Disregard rumors is also part of their escapism. When the participants’ daughter

was impregnated, no matter how hard they tried to block those rumors out of their

community or block the possibility for their daughters’ situation to be the talk of the

town, rumors would still find its way out through revelation. Disregarding rumors

prevents them from suffering an emotional crisis, depression or neglect of the baby

(Bodeeb, 2015). An impact and negative effect has been brought and it surely affects the

mother. Forgetting the rumors or the opinions of neighbors is the only thing a mother can

do to help her with the situation. And although some parents are embarrassed by their
48

teen's pregnancy and are worried about how family, friends, and neighbors would react,

others are happy about the news of a soon-to-be grandchild — especially if the teen is

older and in a mature relationship (Dowshen, 2016). Not minding what other people will

say is a way for them not to feel sorry about their situation.

IMPLICATION OF THE STUDY

Teenage pregnancy is a problem in the family and in the society. Thus, being a

mother of a pregnant teen is a challenge and at the same time, a big responsibility.

Talking about the challenges of these mothers and dealing with the problems are hard.

However, coping with the situation is a must, so mothers have to face the challenges and

accept the fact that their child is also a mother at that moment. To be a mother of a

pregnant teen is not a reason to be depressed and to stop living. It is only a challenge and

a struggle. The experiences it brings can make them stronger and it can be an inspiration

to continue living. These facts may also fill in as a motivation to other mothers whose

daughter got impregnated at an early age. The individuals, who are in a similar

circumstance with our study participants may take after their recommendations as the

mother of pregnant teens. It is to accept the situation of their daughter’s pregnancy since

she is still their daughter. Accepting the problem can even create a more specialized bond

for the daughter and for the mother. It can mold them to be tougher, to accept reality and

to be stronger.

In any case, mothers have to know about their daughter's doings. For those

mothers whose daughter cannot thoroughly give the needs of their child since they are

still young, it is critical that the mother makes the effort to coordinate with her daughter

for them to be able to sustain and manage the child’s needs.

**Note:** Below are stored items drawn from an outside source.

Issue #987, opened 2022-08-16
Visual appearance of meterSigGrp


rettinghaus:
Currently `meterSigGrp` requires a `@func` attribute, but this is not sufficient to specify the visual appearance of the group, as there are different forms for "interchanging" and "alternating" meter signatures.

Sometimes they are printed just next to each other (Tchaikovsky):

![without](https://upload.wikimedia.org/wikipedia/commons/8/87/Tchaikovsky_String_Quartet_in_F_excerpt.png)

Also there is the bracketed form (Liszt): 

![brackets](https://user-images.githubusercontent.com/7693447/184843884-2c157ac7-bc07-4ac1-8267-73cbf04cc811.png)

(This could be encoded by using `@enclose` on the second `meterSig`, but is a characteristic of the `meterSigGrp`.)

And often you'll find an equal sign (Debussy):

![equal](https://user-images.githubusercontent.com/7693447/184843947-ee5f43fc-64d4-40b9-a98c-78fbef3f9f47.png)

Probably there are more forms out there (like the following with a dash/minus):

![dash](https://steinberg.help/dorico/v2/en/_shared_picts/picts/dorico/notation_reference/time_signatures_types_interchangeable.png)

(Dorico Pro let's you choose the separator style (see [Types of time signatures](https://steinberg.help/dorico/v2/en/dorico/topics/notation_reference/notation_reference_time_signatures_types_c.html)).)

Maybe a `@form` attribute could be added to `meterSigGrp` to specify it's appearance? 

Relates to #970 
Relates to #322

rettinghaus:
Another thing: is there any particular reason why `meterSigGrp` cannot be made invisible as whole? 
Each part `meterSig` can be rendered `invis`, but there is no way to say this for the whole group, so there is a formal ambiguity about each separator glyph. 
Probably both, a `@form="invis"` and a `@visible="false"` would be needed to have a complete formal description of visibility.

PR #1190, opened 2023-06-01
schema: enhance meterSigGrp

### LINKED ISSUE #970: Nested meterSigGrps
Currently it is not possible to nest `meterSigGrp` within `meterSigGrp`. 

Take this example from the _Fitzwilliam Virginal Book_ edition from 1899:

image

One way to encode this (visually) would be

```xml
<meterSigGrp>
   <meterSig sym="cut" />
   <meterSigGrp enclose="brack">
      <meterSig sym="cut" />
      <meterSig count="3" form="num" />
   </meterSigGrp>
</meterSigGrp>
```

Making it part of `att.enclosingChars` would also allow us to place brackets around a complete `meterSigGrp`. 

Probably then the func attribute shouldn’t be necessary (or should allow a value like “unknown”). 

Although it works a bit different than `staffGrp` it seems to make sense to allow nesting of `meterSigGrp`s accordingly.

### LINKED ISSUE #1430: Issue with listing 128 at the Guidelines MEI 5.0
Whole encoding question can be found here  https://github.com/music-encoding/music-encoding/blob/develop/source/examples/verovio/04-score-redefinition.mei (chapter 4.2.4: https://music-encoding.org/guidelines/dev/content/cmn.html#cmnReDef), at listing 128. 

Firstly, the numbering scheme of the measures seems disorganized to me (the first measure is labeled as "1," the second as "4," then after the three rest measures, the next one is labeled as "5"...). Secondly, regarding the accidentals in the first chord, why is C flat? And finally, why is it possible to hold a whole chord in the third measure within a "cut" measure bar? These are examples of cases that happened more than once. I hope you can help me.

Here you have the extract of the code I am refering to, y marked with **these** symbols the examples I talk about above.

<music>
    <body>
      <mdiv>
        <score>
          <?edit-start?>
          <scoreDef keysig="4f" meter.sym="common">
            <staffGrp>
              <staffDef n="1" lines="5" clef.shape="G" clef.line="2" />
            </staffGrp>
          </scoreDef>
          <section>
            <measure right="dbl" n="1">
              <staff n="1">
                <layer n="1">
                  **<chord dur="1">**
                    <note oct="4" pname="a" accid.ges="f" />
                    <note oct="5" pname="c" **accid.ges="f"** />
                    <note oct="5" pname="e" accid.ges="f" />
                  </chord>
                </layer>
              </staff>
            </measure>
            <scoreDef keysig="0" keysig.cancelaccid="none" />
            <measure right="dbl" **n="4"**>
              <staff n="1">
                <layer n="1">
                  <chord dur="1">
                    <note oct="4" pname="a" />
                    <note oct="5" pname="c" />
                    <note oct="5" pname="e" />
                  </chord>
                </layer>
              </staff>
            </measure>
            <scoreDef keysig="2s" keysig.cancelaccid="before" meter.sym=**"cut"** />
            <measure n="2">
              <staff n="1">
                <layer n="1">
                  **<chord dur="1">**
                    <note oct="4" pname="b" />
                    <note oct="5" pname="d" />
                    <note oct="5" pname="f" accid.ges="s" />
                  </chord>
                </layer>
              </staff>
            </measure>
            <measure right="dbl" n="3">
              <staff n="1">
                <layer n="1">
                  <multiRest num="3" />
                </layer>
              </staff>
            </measure>
            <scoreDef keysig.visible="false" keysig="5f" meter.count="4" meter.unit="4" />
            <measure right="dbl" n="5">
              <staff n="1">
                <layer n="1">
                  <chord dur="1">
                    <note oct="4" pname="g" />
                    <note oct="4" pname="b" accid.ges="f" />
                    <note oct="5" pname="d" />
                  </chord>
                </layer>
              </staff>
            </measure>
            <scoreDef keysig="2s" keysig.cancelaccid="before-bar" />
            <measure right="end" n="2">
              <staff n="1">
                <layer n="1">
                  <chord dur="1">
                    <note oct="4" pname="b" />
                    <note oct="5" pname="d" />
                    <note oct="5" pname="f" accid.ges="s" />
                  </chord>
                </layer>
              </staff>
            </measure>
          </section>
          <?edit-end?>
        </score>
      </mdiv>
    </body>
  </music>
</mei>

rettinghaus:
This PR allows nesting of `meterSigGrp` elements, and makes `meterSigGrp` a part of `att.enclosingChars` and `att.visibility`. 

It also removes the schematron assertion rule and makes the rule for needing at least two children part of the schema itself.

A small example for `meterSigGrp` has been added to the documentation.

Closes #970

See https://github.com/music-encoding/music-encoding/issues/987#issuecomment-1221933906

Includes fix to resolve #1430

### DIFF
--- a/source/docs/04-cmn.xml
+++ b/source/docs/04-cmn.xml
@@ -238,7 +238,7 @@
                      <p>
                         <figure>
                            <head>Alternating meters in Tchaikovsky's String Quartet in F major</head>
-                           <egXML xmlns="http://www.tei-c.org/ns/Examples" rend="verovio code" xml:space="preserve"><xi:include xmlns:xi="http://www.w3.org/2001/XInclude" href="../examples/verovio/Tchaikovsky_scherzo.mei" parse="text"/></egXML>
+                           <egXML xmlns="http://www.tei-c.org/ns/Examples" rend="verovio code" xml:space="preserve"><xi:include xmlns:xi="http://www.w3.org/2001/XInclude" href="../examples/verovio/tchaikovsky_scherzo.mei" parse="text"/></egXML>
                         </figure>
                      </p>
                </div>
--- a/source/docs/04-cmn.xml
+++ b/source/docs/04-cmn.xml
@@ -234,6 +234,13 @@
                         <egXML xmlns="http://www.tei-c.org/ns/Examples" rend="code" xml:space="preserve" valid="true"><xi:include xmlns:xi="http://www.w3.org/2001/XInclude" href="../examples/cmn/cmn-layerMeter.txt" parse="text"/></egXML>
                      </figure>
                   </p>
+                     <p>When multiple time signatures appear next to each other the <gi scheme="MEI">meterSigGrp</gi> element has to be used.</p>
+                     <p>
+                        <figure>
+                           <head>Alternating meters</head>
+                           <egXML xmlns="http://www.tei-c.org/ns/Examples" rend="verovio code" xml:space="preserve"><xi:include xmlns:xi="http://www.w3.org/2001/XInclude" href="../examples/verovio/tchaikovsky_scherzo.mei" parse="text"/></egXML>
+                        </figure>
+                     </p>
                </div>
                <div xml:id="cmnReDef" type="div3">
                   <head>Re-definition of Score Parameters</head>
--- a/source/docs/04-cmn.xml
+++ b/source/docs/04-cmn.xml
@@ -923,7 +923,7 @@
                      <p>For the repetition of a single note or chord, MEI offers the <gi scheme="MEI">bTrem</gi> (bowed tremolo) element, which is a member of the <ident type="class">model.eventLike.cmn</ident> class, meaning it is encoded following the normal course of musical events within a <gi scheme="MEI">layer</gi>. It holds exactly one <gi scheme="MEI">note</gi> or <gi scheme="MEI">chord</gi> element that is to be repeated.</p>
                      <p>
                         <figure>
-                           <head>Bowed tremolandi in Schubert’s last string quartet</head>
+                           <head>Bowed tremolandi in Schubert’s last String Quartet</head>
                            <graphic url="../images/ExampleImages/SchubertD887.png"/>
                         </figure>
                         <figure>
@@ -989,7 +989,7 @@
                      <p>In MEI, fermatas may be encoded using an attribute on elements like <gi scheme="MEI">note</gi>, <gi scheme="MEI">chord</gi> or <gi scheme="MEI">rest</gi>. This attribute allows placement of a fermata above or below the element to which it’s attached.</p>
                      <p>
                         <figure>
-                           <head>Fermatas in Mozart’s String quartet K. 428 indicating general pauses</head>
+                           <head>Fermatas in Mozart’s String Quartet K. 428 indicating general pauses</head>
                            <graphic url="../images/ExampleImages/MozartK428.4.png"/>
                         </figure>
                      </p>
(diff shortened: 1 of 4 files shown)


pe-ro:
The current model doesn't require 2 children.  It requires 2 **meterSig** children.  The model you're proposing requires at least 2 children, any number of which may be `<meterSig>` or `<meterSigGrp>`.  This would validate the following --
```
<meterSigGrp>
  <meterSig/>
  <meterSigGrp>
    <meterSig/>
    <meterSig/>
  </meterSigGrp>
</meterSigGrp>
```
which is fine.  It's just not the model that was there before.

I believe your model also results in an ambiguous content model, which RelaxNG tolerates, but XMLSchema does not.  If translation to XSD is ever envisioned, further investigation is required.

pe-ro (dismissed):
I just checked -- your model is NOT ambiguous. So, I don't find a reason not to implement it.

lpugin:
Could you give the complete encoding you have in mind for the example in https://github.com/music-encoding/music-encoding/issues/970 since what you gave is essentially visual ?

rettinghaus:
@pe-ro looking at similar groups ([clefGrp](https://music-encoding.org/guidelines/dev/elements/clefGrp.html), [instrGrp](https://music-encoding.org/guidelines/dev/elements/instrGrp.html), [staffGrp](https://music-encoding.org/guidelines/dev/elements/staffGrp.html)) we need at least one child. I think this should be harmonized.

bwbohl:
@lpugin & @pe-ro can we move forward with this for MEI 5.0 or are there things that should be fixed concerning the similar groups? Is there a need to add anything to the guidelines as well?

pe-ro:
@bwbohl , I think we can move ahead and return to the harmonization and Guidelines questions later.

bwbohl:
We pushed this to Milestone 5.x yesterday. This allows for adjusting the guidelines accordingly.

rettinghaus:
@bwbohl What needs to be adjusted in the Guidelines? `meterSigGrp` is only mentioned as possible child of `staffDef`, and that didn't change …

rettinghaus:
pinging @bwbohl

bwbohl:
Maybe we could include an example in the "special cases section", e.g., one similar to the one you provided in #970 or even a less special example just to give a hint one can do such things in MEI?

rettinghaus:
@bwbohl should be ready now

musicEnfanthen:
@rettinghaus Can you please outsource the fix for #1430 in commit aa6a4430e6f096817548dc6f709c89db5a1dbe14 into a separate PR?

bwbohl (dismissed):

source/docs/04-cmn.xml
```diff
@@ -234,6 +234,13 @@
                         <egXML xmlns="http://www.tei-c.org/ns/Examples" rend="code" xml:space="preserve" valid="true"><xi:include xmlns:xi="http://www.w3.org/2001/XInclude" href="../examples/cmn/cmn-layerMeter.txt" parse="text"/></egXML>
                      </figure>
                   </p>
+                     <p>When multiple time signatures appear next to each other the <gi scheme="MEI">meterSigGrp</gi> element has to be used.</p>
+                     <p>
+                        <figure>
+                           <head>Alternating meters in Tchaikovsky's String Quartet in F major</head>
+                           <egXML xmlns="http://www.tei-c.org/ns/Examples" rend="verovio code" xml:space="preserve"><xi:include xmlns:xi="http://www.w3.org/2001/XInclude" href="../examples/verovio/Tchaikovsky_scherzo.mei" parse="text"/></egXML>
```
```suggestion
                           <egXML xmlns="http://www.tei-c.org/ns/Examples" rend="verovio code" xml:space="preserve"><xi:include xmlns:xi="http://www.w3.org/2001/XInclude" href="../examples/verovio/tchaikovsky_scherzo.mei" parse="text"/></egXML>
```

bwbohl (approved):
thx for the fix @musicEnfanthen

musicEnfanthen (approved):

Mothers may still have the
49

connection with their daughters in order for them to assist the child and go about as

decent and accepting parents.

For future researchers, further studies can be done in the way of determining

challenges and coping mechanisms of the fathers towards their pregnant teenager. Future

researchers may also further determine more challenges and coping mechanisms of

mothers with pregnant teenagers.

CONCLUDING REMARKS

Same with the feelings and the experiences of mothers who have a pregnant teen

daughter in this study, it is not easy and fast to cope with the situation of having a

daughter who got impregnated at an early age. There are many challenges that would be

encountered, just like financial problems, rumors, and even emotional distress. As a

mother, these challenges must not be a hindrance in taking full responsibility of taking

care of the daughter and the soon-to-be grandchild. Mothers manage the situation when

they are vulnerable and they are able to develop coping mechanisms which help them

avoid negative outcomes. The results of the study further affirmed a similar study

conducted by Coster (2013). The study and the results stated that blame and exclamations

of your disappointment are not really the right thing to do during and even after hearing

the news. Instead of exclaiming to her, a conversation might be best saved for when you

are both calm and have had time to process the new information.